The Manager, Analytical Development – Qualification and Validation contributes to the CMC team by collaborating with Subject Matter Experts (SMEs) to author or revise CMC-related documents. This includes, but may not be limited to, Standard Operating Procedures (SOPs), batch/lab records, qualification/validation protocols and report and development reports. This involves drafting new documents or reviewing/revising current documents, collecting and consolidating input from cross-functional stakeholders; and finalizing the documents. The incumbent is also responsible for applying appropriate document templates, standards, style and terminology across documents.
The incumbent works cross-functionally with internal departments and external resources on GxP-related procedural documents and reports, as appropriate.

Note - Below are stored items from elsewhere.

PR #2098, opened 2026-09-21
Fix Access APIs samples

Allex-Nik:
Helps #898 

- Removed `ApiLevels.kt` (and its generated accessors) with unused duplicated samples regarding `titanic.csv`: these samples were copied to `AccessApis.kt` before.
- The samples regarding `titanic.csv` didn't work with the `titanic.csv` dataset that we provide on the website because of a different delimiter and differences in column names and types. Even though these samples are marked as `@Ignored` and it does not cause errors when running tests, these samples are demonstrated to the users, and on the webpage we suggest users download the dataset. So if users do it and try our samples with the dataset, their code will fail. Therefore, I corrected the samples so that they work with the dataset.


AndreiKingsley (approved):
Nice!

AndreiKingsley:
Maybe worth to add `titanic.csv` as website resource.
#2106 should help

PR #2100, opened 2026-09-22
[Air] Remove redundant {} braces around line-starting @include tags in min.kt/max.kt

Jolanrensen:
## Summary

In `min.kt` and `max.kt`, many KDoc `@include` tags were written as `{@include [...]}` even though they start their own line. Per [KODEX_KDOC_PREPROCESSING.md](../blob/master/KODEX_KDOC_PREPROCESSING.md), a tag that starts a line should be written **without** `{}` — the braces there change nothing and only add noise.

This PR removes the redundant braces for those line-starting `@include` tags (140 in each file).

## What was intentionally left untouched
- `@comment` tags — they consume everything fed to them, so their `{}` scoping is required.
- `@set` tags and any tags that appear **mid-line** or inside backticks/code blocks — braces are still required there.

## Verification
Ran `./gradlew :core:processKDocsMain` on both the original (master) sources and the edited sources and diffed the regenerated KDoc output for `min.kt` and `max.kt`: the output is **byte-for-byte identical**, confirming the change is purely cosmetic in the source and does not affect generated documentation.

The `generated-sources` are intentionally not committed here (they are auto-committed by the CI bot).


Jolanrensen:
Thanks air, very cool

Issue #428, opened 2026-05-29
Filter Courses by Terms Offered


Ascent817:
## Expected Behavior

The `/v2/rest/search` endpoint should accept an optional, comma-separated `terms` query parameter that restricts course results to those historically offered in at least one of the given quarters the past year, like this:

```
GET /v2/rest/search?query=algorithms&resultType=course&terms=Fall,Spring
```

- Accepts the existing `term` enum values: `Fall`, `Winter`, `Spring`, `Summer1`, `Summer10wk`, `Summer2`.
- OR across multiple terms (like how `ge` currently works)

## Current Behavior

The search endpoint supports `department`, `courseLevel`, `minUnits`/`maxUnits`, and `ge`, but has no way to filter by the quarters a course is offered. Each course result already includes a `terms` array, but with no server-side filter a consumer can only filter the current page of results client-side, which breaks the `count` and pagination (`skip`/`take`).

## Context

In Planner, students plan around when a course is typically offered ("what can I take in Spring?"). A server-side quarter filter would make this much easier to do.

laggycomputer:
It has been decided that PPC's unique use case is better served from within their own code.

PR #451, opened 2026-07-24
feat: add terms filter to search endpoint (#428)

leonwang1016:
## Description

 Added an optional `terms` query parameter to the `/v2/rest/search` endpoint. It accepts a comma-separated string of terms (e.g. "Fall,Spring") and filters course search results to only return courses that have been offered in at least one of the specified terms.

## Related Issue

 https://github.com/icssc/anteater-api/issues/428 

## Motivation and Context

 Users had no way to filter search results by which quarter a course is offered in. This change allows users to narrow down search results to courses offered in specific quarters, which is useful for schedule planning.

## How Has This Been Tested?

 Tested locally using the API reference page at localhost:8787/reference. Searched for "algorithms" with resultType=course and terms=Fall. Verified that all returned courses had at least one Fall term in their terms array. Also verified that an invalid term value returns a 422 validation error.

image
image

## Types of changes

## Checklist:

### DIFF
--- a/apps/api/src/graphql/schema/search.ts
+++ b/apps/api/src/graphql/schema/search.ts
@@ -26,6 +26,7 @@ input SearchQuery {
     minUnits: Float
     maxUnits: Float
     ge: [String!]
+    terms: [Term!]
 }
 
 extend type Query {
--- a/apps/api/src/index.ts
+++ b/apps/api/src/index.ts
@@ -9,6 +9,7 @@ import {
   globalRateLimiter,
   headerInjector,
   ipBasedRateLimiter,
+  keyVerifier,
   openapiMeta,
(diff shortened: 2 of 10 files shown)


laggycomputer (changes requested):
- Ground truth for the list of terms exists elsewhere already and should be used.
- Consideration needs to be given for use of indexes in this query. Please either show that indexes are invoked, show that indexes are not necessary and the compute cost is acceptable without them, or add appropriate indexes.

laggycomputer (changes requested):
- There are presumably development-oriented changes committed. These should not be in the patch.
- GraphQL has been neglected. Please make sure GraphQL can access the same (or reasonably equivalent) functionality.

PR #454, opened 2026-07-25
fix(key-manager): provide `client_id` when authing

HwijungK:
adding the `client` property with `token_endpoint_auth_method: 'none'` sends client_id as part of the body instead of as an encoded header because nextauth ✨magic✨

I can find 0 good docs on how this works but these are some bread crumbs
https://github.com/nextauthjs/next-auth/issues/5122
https://github.com/panva/openid-client/blob/main/docs/functions/None.md

This will make key-manager a public client instead of confidential. I think this is intentional because our auth expects client_id to be in the body.

## How Has This Been Tested?

Ran local Auth and Key-manager. I think it works

## Types of changes

## Checklist:


apps/key-manager/src/auth.ts
```diff
@@ -19,7 +19,6 @@ declare module "next-auth" {
 export const { handlers, signIn, signOut, auth } = NextAuth(async (_req) => {
   const cf = getCloudflareContext();
   const db = database(cf.env.USERS_DB.connectionString);
-
```
laggycomputer, line 22: revert

laggycomputer (changes requested):

laggycomputer (changes requested):
conventional commits

laggycomputer (approved):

The Manager, Analytical Development – Qualification and Validation supports adherence to relevant regulatory requirements (Good Documentation Practices) and company Standard Operating Procedures (SOPs) as appropriate.

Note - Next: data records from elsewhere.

PR #467, opened 2026-08-13
refactor(key-manager): type guards

laggycomputer:
waow

### DIFF
--- a/apps/key-manager/src/app/actions/keys.ts
+++ b/apps/key-manager/src/app/actions/keys.ts
@@ -40,7 +40,7 @@ export async function keyFromFormToStorage(
   return newDataAsStorage;
 }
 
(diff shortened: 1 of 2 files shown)


HwijungK (approved):
storage looks fine to me (i hate it).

Collaborates with GxP Subject Matter Experts (SMEs) and teams to author, review or edit technical GxP documents (and where/when required, verify data) in a clear, concise format.

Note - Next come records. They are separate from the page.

PR #474, opened 2026-09-05
Fix(DegreeWorks): max shared in nonexclusive qualifier

HwijungK:
THe bugs never stopr


apps/api/src/schema/programs.ts
```diff
@@ -117,6 +117,9 @@ export const nonExclusiveQualifierSchema = z
               "The code of a specific program this qualifier applies to. These are ids for majors, minors, and specializations (i.e. `BS-201`, `120`, `BS-201A`); numerical codes representing colleges for college requirements (i.e `55` for School of Biological Sciences); and misc strings for other blocks (i.e `LIBL` for Liberal Learning). If no code is specified, this qualifier applies to all programs of the specified `programType`",
             examples: ["BS-201", "120", "BS-201A", "55", "LIBL"],
           }),
+        maxShared: z.string().optional().openapi({
+          description: "If given, the maximum number of courses that can be shared.",
```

Performs document Quality Control checks as required.
Ensures good documentation practices are followed.
Coordinates with various departments including, but not limited to, Analytical Development, Process Development, CMC, Regulatory Affairs and Quality Assurance to ensure GxP document(s) clearly represent and communicate processes and are understandable to the reader.
Performs other related tasks and assignments as needed and specified by management related to document generation and control.
* Minimum level of education and years of relevant work experience.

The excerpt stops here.